------ Task input ------

PR #4408, opened 2026-04-11
Warn when no network configuration is selected

Softer:
## PR Description:                                                                                                                                                                                               
                                                          
Users frequently forget to configure network during installation, resulting in no internet after reboot. The original version of this PR made the network menu mandatory (same pattern as Disk configuration),   but discussion suggested a softer approach.
                                                                                                                                                                                                                 
This PR instead:                                                                                                                                                                                                 
 
- Adds a `NicType.NONE` option ("No network configuration") for users who intentionally want no network on the target system. Selecting it is treated as a conscious choice and produces no warning.             
- Shows a yellow warning at the configuration confirmation step when the network menu was skipped entirely (config still `None`). The warning explains that network will need to be set up manually on the
installed system.                                                                                                                                                                                                
- Introduces a small install-warning infrastructure in `ConfigurationOutput` (`get_install_warnings()` / `_render_install_warnings()`) so future "soft" warnings can be added the same way.
                                                                                                                                                                                                                 
The network options list follows the enum order instead of alphabetical sorting, with "No network configuration" at the bottom.
                                                                                                                                                                                                                 
## Tests and Checks                                                                                                                                                                                              
- Skip network menu entirely -> yellow warning shown at confirm step, install still proceeds
- Select "No network configuration" explicitly -> no warning, no network packages installed                                                                                                                      
- Select any real network option (ISO / NetworkManager / iwd / manual) -> no warning, install proceeds                                                                                                           
- Old config with `network_config` via `--config` -> works as before                                                                                                                                             
- Old config without `network_config` -> warning shown in interactive mode


svartkanin:
I'm not sure this is a good argument, users should not be forced into selections that are not required for an installation.
Right now only the required settings for a working system are required and this deviates from that pattern.

Softer:
I agree with the principle of minimalism, but I think that in 2026, the network, in most cases, meets the minimum requirements.

svartkanin:
Considering there is a fair amount of people installing it on VMs and such it may still be somewhat impactfull

Softer:
In any case, we are not forcing the user but helping them not to forget to configure (or not configure) the network. They either consciously choose “No network” or do not forget to set it up and will not end up with a system without a network after installation.

svartkanin:
@Torxed what's your thoughts on it?

Torxed:
I don't wish this to be forced. Main reason being the tool should be versatile. Especially the main menu items are not to be enforced IMHO. Some desktop stuff, maybe? But even then, I've prepared laptops that are intended to be used without networking..

So I believe the argument for this is weaker than the intention. It's also perfectly possibly to configure systemd-networkd post-install if you forgot networking. It's 1-2 text files with 5-10 lines and you're up and running :)

Softer:
We're not forcing the user to configure the network or making it mandatory. Especially if they don't need it - that's exactly what the "No network" option is for :) Same pattern as Disk configuration - the user just needs to make a conscious choice.

What about a non-blocking warning instead? Show a note in the Install preview when network is not configured, but don't block the installation.

Torxed:
> We're not forcing the user to configure the network

I must have misunderstood something, I'll re-read when I get back to a computer.

h8d13:
I think explicit None options are nice (but still doesn't need to be mandatory to select)

Just like for greeter and to go through everything even if selecting "nothing"

svartkanin:
The installer doesn't have "None" as a selection in most cases so that doesn't align with other options. The very few that do (Audio for example) should probably be moved away from that.

Softer:
Could you elaborate on why "None" is considered problematic here? Is it about UX consistency across menus, or is there a deeper reason (e.g. config schema, serialization)?

The motivation for adding an explicit "No network" entry was precisely to avoid the "user skipped the menu" ambiguity - an unselected network item currently means "offline install" by omission, which is easy to do accidentally. A required selection with an explicit opt-out felt safer than silent fallthrough. 

If the preferred direction is to remove "None" from the few places that still have it (Audio etc.), I'd be happy to align with that - but I'd like to understand the target pattern first. How should a user signal "I intentionally want nothing here" vs. "I haven't decided yet"?

Torxed:
I don't think the users should be forced to make "No I don't want this".
If you skip it, you choose to not have it as part of the installation process — aka, you don't want us to do anything and we should reliably assume one of two things:
1) You need a custom setup prior/after we're done
2) You made a mistake 

I don't think we need to make life complicated for 99.9% of the other users because a few make a mistake which is easily solved with 3min manual work post-install or, just re-do the installation again.

I might sound harsh, but for some reason I feel very strongly about not forcing users to have to make a "No" choice :/

Softer:
Fair enough - if the core idea doesn't land, I'd rather not drag it out. Should I just close this PR, or is there still room to explore?

One thing I wanted to check before closing it: the non-blocking warning idea I floated earlier (just flagging in the Install preview when no network is configured, no forced choice) - is that worth a shot, or does it fall under the same "don't nag the user" line? Happy to drop the whole thing if it doesn't fit the philosophy, just don't want to close prematurely if there's a softer path that works.

Torxed:
I just wanna clarify that this is just my opinions, and I'm not a dictator so if others feel I'm wrong I'll bow down, but as there hasn't been any additional info I think we can say the "No" aspect can be removed.

However, the warning is sound I think. And serves as a friendly reminder as most people will probably want networking, and those that don't won't mind the warning.

Perhaps in the "Do you want to continue?" prompt we could add it? Unless we want to keep that clean, in which case I'm open to suggestions on where to put it.

h8d13:
> The installer doesn't have "None" as a selection in most cases so that doesn't align with other options. The very few that do (Audio for example) should probably be moved away from that.

Again I think "None" option is the "skip-knowingly" option.

 Instead of having to clear a field for a miss-selection you can just pick "None", if desired. Seems like the clean solution in a lot of cases (and yes is missing in some places).

svartkanin:
With "None" I meant the UX oart as most other settings rely on
* Esc for skipping 
* C-c for resetting 

This pattern is pretty consistent throughout the menu. So introducing a new version means inconsistency. If it is a generally desired addition because users are confusing about the above mentioned key bindings - which I haven't seen so far - then this is a discussion about changing that pattern globally.

I like the idea of having a warning around no network setup, either on the install preview, or the confirmation screen after or even both.

h8d13:
I meant in each menu having an actual "None" IS simpler and more explicit to the user then whatever warnings or key-binds... Then everything is "clear" on user facing side, he can explicitly select " I don't want this" and that satisfies the mandatory needs-selection mechanism still. Without needing to make new warnings: and yes this already done for `Audio` and should probably be added to `Greeter` too IMO

Softer:
On the warning: tried adding it both on the confirm screen and in the Install preview - really liked how it turned out :) That said, while working on the Install preview part I ended up with a broader take on it that I'd rather split out into a separate PR.

On NONE: agreeing with @h8d13 - an explicit "None" option feels more transparent to me than the current "skip = not wanted" behavior.

svartkanin:
>  meant in each menu having an actual "None" IS simpler and more explicit to the user then whatever warnings or key-binds...

Not sure the overhead of that is more valuable, looking at some of the existing settings, like bool, multi-select, tables etc. what value would "None" add there? And if they shouldn't have it there then inconsistencies start popping up again. 

I'm happy to have a discussion around it, maybe an explicit issue may better to track it properly as this PR is now for something else

Softer:
So, going with the warning on the confirm screen? Then later in a separate PR (if it works out :)) I'll show an implementation in the install preview - if you like it, we can move the warning there.

Or should we drop it? :(

svartkanin:
Sounds good, I think the warning is a good enhancement.

Softer:
I've updated the PR and its description.

svartkanin:
The PR still contains the introduction of `None` as a new network config type which I think we should remove from this change and leave it to the outcome of discussion https://github.com/archlinux/archinstall/issues/4464

svartkanin (approved):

------

Your answer should consist only of the lines above between the line holding "We're not forcing the user to configure the network or" and the line holding "Could you elaborate", inclusive, each transcribed exactly.

We're not forcing the user to configure the network or making it mandatory. Especially if they don't need it - that's exactly what the "No network" option is for :) Same pattern as Disk configuration - the user just needs to make a conscious choice.

What about a non-blocking warning instead? Show a note in the Install preview when network is not configured, but don't block the installation.

Torxed:
> We're not forcing the user to configure the network

I must have misunderstood something, I'll re-read when I get back to a computer.

h8d13:
I think explicit None options are nice (but still doesn't need to be mandatory to select)

Just like for greeter and to go through everything even if selecting "nothing"

svartkanin:
The installer doesn't have "None" as a selection in most cases so that doesn't align with other options. The very few that do (Audio for example) should probably be moved away from that.

Softer:
Could you elaborate on why "None" is considered problematic here? Is it about UX consistency across menus, or is there a deeper reason (e.g. config schema, serialization)?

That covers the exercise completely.